═══ RECORDS FOR THIS EXERCISE

PR #2802, opened 2024-06-12
SMTP Client improvements.

slaff:
- Continue plain-text communication if SSL is not compiled
- Fix memory leaks in MailMessage
- Expose `TcpConnection::enableSsl(hostName)` which allows a plain-text TCP connection to be changed to SSL one after the tcp connection is established.

### DIFF
--- a/Sming/Components/Network/src/Network/MailMessage.h
+++ b/Sming/Components/Network/src/Network/MailMessage.h
@@ -38,6 +38,15 @@ public:
 	String subject;
 	String cc;
 
+	~MailMessage()
+	{
+		delete stream;
+		for(auto attachment: attachments) {
+			delete attachment.headers;
+			delete attachment.stream;
+		}
+	}
+
 	/**
 	 * @brief Set a header value
 	 * @param name
--- a/Sming/Components/Network/src/Network/MailMessage.h
+++ b/Sming/Components/Network/src/Network/MailMessage.h
@@ -40,8 +40,7 @@ public:
 
 	~MailMessage()
 	{
-		delete stream;
-		for(auto attachment : attachments) {
+		for(auto& attachment : attachments) {
 			delete attachment.headers;
 			delete attachment.stream;
 		}
@@ -115,7 +114,7 @@ public:
 	MailMessage& addAttachment(IDataSourceStream* stream, const String& mime, const String& filename = "");
 
 private:
-	IDataSourceStream* stream = nullptr;
+	std::unique_ptr<IDataSourceStream> stream = nullptr;
 	HttpHeaders headers;
 	Vector<MultipartStream::BodyPart> attachments;
 };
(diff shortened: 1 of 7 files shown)


Sming/Components/Network/src/Network/MailMessage.h
```diff
@@ -38,6 +38,15 @@ class MailMessage
...
 
+	~MailMessage()
+	{
+		delete stream;
+		for(auto attachment : attachments) {
+			delete attachment.headers;
+			delete attachment.stream;
+		}
+	}
+
```
mikee47, line 49: Looks like `stream` should be `unique_ptr`. Also not sure it's necessary to destroy attachments, should happen automatically when vector is destroyed.

Sming/Components/Network/src/Network/TcpConnection.cpp
```diff
@@ -423,6 +423,29 @@ err_t TcpConnection::internalOnConnected(err_t err)
...
+		return false;
+	}
+
+	if(!sslCreateSession()) {
+		return false;
+	}
+
+	if(hostName) {
+		ssl->hostName = hostName;
+	}
```
mikee47, line 442: Is check necessary? Or is that in case there's an `sslInit` callback registered which might do it. Maybe document to clarify? Or Just assign `ssl->hostName = hostName`

Sming/Components/Network/src/Network/TcpConnection.cpp
```diff
@@ -423,6 +423,29 @@ err_t TcpConnection::internalOnConnected(err_t err)
...
+
+	useSsl = true;
+	useSsl = (internalOnConnected(ERR_OK) == ERR_OK);
```
mikee47, line 445: Remove redundant `useSsl = true;`

slaff: I know that the code looks a bit wierd but in `internalOnConnected()`  useSsl has to be true to kick start the SSL connection.

```C++
err_t TcpConnection::internalOnConnected(err_t err)
{
	debug_tcp_d("connected: useSSL: %d, Error: %d", useSsl, err);

	if(useSsl && err == ERR_OK) {
```

mikee47: May I suggest a comment and/or slight rewrite:

```
useSsl = true;
if (internalOnConnected(ERR_OK) != ERR_OK) {
  useSsl = false;
}
```

slaff: > May I suggest a comment and/or slight rewrite:

Sure. I will apply your change in a minute.

Sming/Components/Network/src/Network/MailMessage.h
mikee47: Just done some checking and of course attachment has no destructor...

slaff:
@mikee47 shall I merge this PR with the applied review changes?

══════

▶ **REQUIRED WORK**:
Copy each entry exactly, leaving every line as it is.

▶ **RESPONSE BOX**:
PR #2802, opened 2024-06-12
SMTP Client improvements.

slaff:
- Continue plain-text communication if SSL is not compiled
- Fix memory leaks in MailMessage
- Expose `TcpConnection::enableSsl(hostName)` which allows a plain-text TCP connection to be changed to SSL one after the tcp connection is established.

### DIFF
--- a/Sming/Components/Network/src/Network/MailMessage.h
+++ b/Sming/Components/Network/src/Network/MailMessage.h
@@ -38,6 +38,15 @@ public:
 	String subject;
 	String cc;
 
+	~MailMessage()
+	{
+		delete stream;
+		for(auto attachment: attachments) {
+			delete attachment.headers;
+			delete attachment.stream;
+		}
+	}
+
 	/**
 	 * @brief Set a header value
 	 * @param name
--- a/Sming/Components/Network/src/Network/MailMessage.h
+++ b/Sming/Components/Network/src/Network/MailMessage.h
@@ -40,8 +40,7 @@ public:
 
 	~MailMessage()
 	{
-		delete stream;
-		for(auto attachment : attachments) {
+		for(auto& attachment : attachments) {
 			delete attachment.headers;
 			delete attachment.stream;
 		}
@@ -115,7 +114,7 @@ public:
 	MailMessage& addAttachment(IDataSourceStream* stream, const String& mime, const String& filename = "");
 
 private:
-	IDataSourceStream* stream = nullptr;
+	std::unique_ptr<IDataSourceStream> stream = nullptr;
 	HttpHeaders headers;
 	Vector<MultipartStream::BodyPart> attachments;
 };
(diff shortened: 1 of 7 files shown)


Sming/Components/Network/src/Network/MailMessage.h
```diff
@@ -38,6 +38,15 @@ class MailMessage
...
 
+	~MailMessage()
+	{
+		delete stream;
+		for(auto attachment : attachments) {
+			delete attachment.headers;
+			delete attachment.stream;
+		}
+	}
+
```
mikee47, line 49: Looks like `stream` should be `unique_ptr`. Also not sure it's necessary to destroy attachments, should happen automatically when vector is destroyed.

Sming/Components/Network/src/Network/TcpConnection.cpp
```diff
@@ -423,6 +423,29 @@ err_t TcpConnection::internalOnConnected(err_t err)
...
+		return false;
+	}
+
+	if(!sslCreateSession()) {
+		return false;
+	}
+
+	if(hostName) {
+		ssl->hostName = hostName;
+	}
```
mikee47, line 442: Is check necessary? Or is that in case there's an `sslInit` callback registered which might do it. Maybe document to clarify? Or Just assign `ssl->hostName = hostName`

Sming/Components/Network/src/Network/TcpConnection.cpp
```diff
@@ -423,6 +423,29 @@ err_t TcpConnection::internalOnConnected(err_t err)
...
+
+	useSsl = true;
+	useSsl = (internalOnConnected(ERR_OK) == ERR_OK);
```
mikee47, line 445: Remove redundant `useSsl = true;`

slaff: I know that the code looks a bit wierd but in `internalOnConnected()`  useSsl has to be true to kick start the SSL connection.

```C++
err_t TcpConnection::internalOnConnected(err_t err)
{
	debug_tcp_d("connected: useSSL: %d, Error: %d", useSsl, err);

	if(useSsl && err == ERR_OK) {
```

mikee47: May I suggest a comment and/or slight rewrite:

```
useSsl = true;
if (internalOnConnected(ERR_OK) != ERR_OK) {
  useSsl = false;
}
```

slaff: > May I suggest a comment and/or slight rewrite:

Sure. I will apply your change in a minute.

Sming/Components/Network/src/Network/MailMessage.h
mikee47: Just done some checking and of course attachment has no destructor...

slaff:
@mikee47 shall I merge this PR with the applied review changes?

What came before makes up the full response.